[What to produce]:
Note every line in the entries that contains the string "param", and copy it.

[Provided data]:

PR #1612, opened 2025-04-02
fix(content): ents were making trees walk throughable

tannerdino:
Relies on https://github.com/2004Scape/Server/pull/1587

### DIFF
--- a/data/src/scripts/macro events/configs/antimacro.npc
+++ b/data/src/scripts/macro events/configs/antimacro.npc
@@ -1278,7 +1278,6 @@ wanderrange=0
 moverestrict=nomove
 category=macro_event_ent
 param=ent_tree_loc,loc_1276
-param=next_loc_stage,loc_2639
 
 [macro_event_ent_tree2]
 vislevel=hide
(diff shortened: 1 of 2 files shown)


ultraviolet-jordan:
use `loc_2639` instead of `loc_83` also your original code was using a `loc_84` and the new code doesn't. Don't think there is a diff between them tho.

ultraviolet-jordan:
Oh I see you're going from not using `loc_2639`, what's wrong with it? It looks the same except 2x2

tannerdino:
The order you loc_del/loc_change and loc_add is rly sensitive it looks like. In the previous code, the first loc reverts before the next locs delete, which breaks the blocking I guess.

The excessive loc_83's was me playing it save with no overlapping locs, but looking back it probably doesn't matter at all.


Before:


https://github.com/user-attachments/assets/ae891f17-64de-4804-8549-ea3d26dce160



After:


https://github.com/user-attachments/assets/b68a024c-c383-4a83-b554-07e7fb043c44

tannerdino:
Btw the tree spawning before the ent disappears is authentic believe it or not!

[Answer to the exercise]:
 param=ent_tree_loc,loc_1276
-param=next_loc_stage,loc_2639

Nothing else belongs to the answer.